PROBLEM DETAILS:
Across the listing below, how many lines contain the string "Plugins"? Only the number is needed.

*** DATA RECORDS Section Begins ***

PR #374, opened 2020-05-23
Moving the C# DLL to /Assets/Plugins/

sundarmuru:
The initial placeholder for C# Managed DLL under 'Assets/Plugins/Win32/x86_64' failed on running as an ARM app on Hololens 2. The Managed DLL was not copied over. Moving to a folder higher in the hierarchy solved this problem.


djee-ms:
I have the opposite experience, which is that putting the managed assembly anywhere else upper in the hierarchy than where Unity already found another DLL (in x64 case, `mrwebrtc.dll`) will make Unity fail to load that DLL. The mechanism for DLL discovery is undocumented and very brittle. Unfortunately I won't be able to take that change unless we do some extensive testing, and as of today I am not sure we have time for that. Note also that you mention the issue is about copying not loading, and we never experienced any copying issue on HoloLens 2. So please open an issue if there is a problem for you and we can diagnose it. If it appears there is indeed an issue then we can fix it, but we have many users using HoloLens 2 and we do most of our testing on it, and this is the first time I hear about copy issues on ARM.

*** DATA RECORDS Section Ends ***

RESPONSE:
2